Records provided Block Start
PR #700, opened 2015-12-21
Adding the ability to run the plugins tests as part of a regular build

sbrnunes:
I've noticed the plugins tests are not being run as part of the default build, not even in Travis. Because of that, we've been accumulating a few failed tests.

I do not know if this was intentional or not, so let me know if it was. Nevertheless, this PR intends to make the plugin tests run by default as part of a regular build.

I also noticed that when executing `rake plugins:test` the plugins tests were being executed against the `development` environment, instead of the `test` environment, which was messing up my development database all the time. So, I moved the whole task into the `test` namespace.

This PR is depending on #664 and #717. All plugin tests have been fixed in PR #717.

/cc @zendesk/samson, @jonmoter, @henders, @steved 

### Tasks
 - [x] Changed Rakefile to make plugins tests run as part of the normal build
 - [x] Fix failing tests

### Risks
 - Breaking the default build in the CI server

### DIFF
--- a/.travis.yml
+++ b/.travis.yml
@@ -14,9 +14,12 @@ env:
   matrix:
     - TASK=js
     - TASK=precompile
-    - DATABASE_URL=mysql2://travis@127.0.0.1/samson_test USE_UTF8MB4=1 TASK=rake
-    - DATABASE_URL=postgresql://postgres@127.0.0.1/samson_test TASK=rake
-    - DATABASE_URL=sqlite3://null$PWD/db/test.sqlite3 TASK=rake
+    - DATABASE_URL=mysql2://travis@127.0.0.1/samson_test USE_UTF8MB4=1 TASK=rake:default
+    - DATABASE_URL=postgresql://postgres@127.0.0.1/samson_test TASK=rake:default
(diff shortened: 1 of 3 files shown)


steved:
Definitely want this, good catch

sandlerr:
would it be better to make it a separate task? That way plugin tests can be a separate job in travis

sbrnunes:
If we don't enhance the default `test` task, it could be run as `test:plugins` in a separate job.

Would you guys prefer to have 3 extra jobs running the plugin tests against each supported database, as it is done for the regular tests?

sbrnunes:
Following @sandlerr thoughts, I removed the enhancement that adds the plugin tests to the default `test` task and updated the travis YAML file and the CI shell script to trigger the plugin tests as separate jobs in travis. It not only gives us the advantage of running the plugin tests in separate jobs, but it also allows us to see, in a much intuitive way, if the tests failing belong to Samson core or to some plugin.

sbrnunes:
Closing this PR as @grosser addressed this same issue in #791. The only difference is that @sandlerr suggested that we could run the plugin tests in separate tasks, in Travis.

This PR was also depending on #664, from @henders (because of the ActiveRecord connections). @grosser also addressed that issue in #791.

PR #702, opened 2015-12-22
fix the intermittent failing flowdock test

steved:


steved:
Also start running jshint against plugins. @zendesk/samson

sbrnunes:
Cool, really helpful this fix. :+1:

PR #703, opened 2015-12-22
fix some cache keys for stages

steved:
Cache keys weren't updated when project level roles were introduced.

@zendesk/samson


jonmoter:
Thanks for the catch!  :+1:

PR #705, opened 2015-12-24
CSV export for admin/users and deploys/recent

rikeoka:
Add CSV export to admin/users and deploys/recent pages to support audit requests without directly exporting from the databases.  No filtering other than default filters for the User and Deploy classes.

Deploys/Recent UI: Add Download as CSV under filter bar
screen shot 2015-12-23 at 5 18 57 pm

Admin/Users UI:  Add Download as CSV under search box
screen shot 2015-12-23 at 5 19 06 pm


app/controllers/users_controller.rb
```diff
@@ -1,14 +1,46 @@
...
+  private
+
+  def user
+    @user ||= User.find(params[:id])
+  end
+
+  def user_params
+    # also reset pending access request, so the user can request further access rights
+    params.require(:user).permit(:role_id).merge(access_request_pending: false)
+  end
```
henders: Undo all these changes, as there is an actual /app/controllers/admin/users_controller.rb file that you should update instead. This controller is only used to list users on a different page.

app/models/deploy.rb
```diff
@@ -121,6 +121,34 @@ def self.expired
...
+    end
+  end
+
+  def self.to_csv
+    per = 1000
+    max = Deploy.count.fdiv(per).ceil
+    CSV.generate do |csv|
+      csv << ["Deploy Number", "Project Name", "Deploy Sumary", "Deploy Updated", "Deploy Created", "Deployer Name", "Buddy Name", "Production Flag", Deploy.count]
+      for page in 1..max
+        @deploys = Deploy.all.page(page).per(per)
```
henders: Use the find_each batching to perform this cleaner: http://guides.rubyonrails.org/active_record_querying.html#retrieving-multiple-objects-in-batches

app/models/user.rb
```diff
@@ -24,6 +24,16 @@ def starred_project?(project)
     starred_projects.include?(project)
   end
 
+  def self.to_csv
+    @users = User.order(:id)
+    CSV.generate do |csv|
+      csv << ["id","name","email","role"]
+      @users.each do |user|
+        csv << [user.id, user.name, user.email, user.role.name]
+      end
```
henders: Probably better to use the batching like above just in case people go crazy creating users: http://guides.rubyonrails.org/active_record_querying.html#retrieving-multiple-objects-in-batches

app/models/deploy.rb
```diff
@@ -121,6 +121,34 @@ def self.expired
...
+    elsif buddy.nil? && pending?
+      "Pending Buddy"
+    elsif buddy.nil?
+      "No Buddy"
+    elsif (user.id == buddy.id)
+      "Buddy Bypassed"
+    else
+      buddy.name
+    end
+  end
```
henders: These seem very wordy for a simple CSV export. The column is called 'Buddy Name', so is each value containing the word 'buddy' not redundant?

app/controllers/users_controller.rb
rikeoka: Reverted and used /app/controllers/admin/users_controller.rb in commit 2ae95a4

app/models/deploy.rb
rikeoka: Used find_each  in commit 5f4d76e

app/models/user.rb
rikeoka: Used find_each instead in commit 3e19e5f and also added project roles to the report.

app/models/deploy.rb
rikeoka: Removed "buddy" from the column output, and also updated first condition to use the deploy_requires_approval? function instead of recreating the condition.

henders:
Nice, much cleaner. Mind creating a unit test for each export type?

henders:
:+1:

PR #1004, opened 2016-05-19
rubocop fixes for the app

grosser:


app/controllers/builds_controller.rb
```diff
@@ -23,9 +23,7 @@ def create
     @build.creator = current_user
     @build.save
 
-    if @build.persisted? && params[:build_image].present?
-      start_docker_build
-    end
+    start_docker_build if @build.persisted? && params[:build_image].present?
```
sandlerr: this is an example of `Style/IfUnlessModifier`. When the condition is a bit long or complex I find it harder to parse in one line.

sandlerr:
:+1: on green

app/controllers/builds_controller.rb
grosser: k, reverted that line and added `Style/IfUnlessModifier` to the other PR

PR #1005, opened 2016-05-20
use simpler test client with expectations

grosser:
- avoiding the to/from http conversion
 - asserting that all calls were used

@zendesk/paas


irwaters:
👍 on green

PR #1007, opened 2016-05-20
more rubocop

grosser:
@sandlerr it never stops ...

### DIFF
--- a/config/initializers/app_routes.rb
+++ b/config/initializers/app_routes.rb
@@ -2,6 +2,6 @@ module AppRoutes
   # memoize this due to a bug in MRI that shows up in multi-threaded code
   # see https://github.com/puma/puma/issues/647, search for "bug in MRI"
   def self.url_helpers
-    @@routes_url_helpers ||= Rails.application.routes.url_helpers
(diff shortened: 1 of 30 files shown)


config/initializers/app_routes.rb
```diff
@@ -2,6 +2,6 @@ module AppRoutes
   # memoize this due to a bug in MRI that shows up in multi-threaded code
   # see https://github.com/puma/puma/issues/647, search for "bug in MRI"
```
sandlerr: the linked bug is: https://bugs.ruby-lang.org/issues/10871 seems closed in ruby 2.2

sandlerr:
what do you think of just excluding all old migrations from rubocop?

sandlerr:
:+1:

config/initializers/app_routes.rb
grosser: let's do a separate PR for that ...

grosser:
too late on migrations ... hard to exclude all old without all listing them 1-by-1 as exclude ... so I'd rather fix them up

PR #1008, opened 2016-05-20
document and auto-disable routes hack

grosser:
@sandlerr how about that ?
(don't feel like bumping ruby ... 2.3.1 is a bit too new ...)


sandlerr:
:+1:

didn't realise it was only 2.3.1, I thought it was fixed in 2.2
Records provided Block End
Using the data above, copy each line that contains "elsif".

Task result >>
+    elsif buddy.nil? && pending?
+    elsif buddy.nil?
+    elsif (user.id == buddy.id)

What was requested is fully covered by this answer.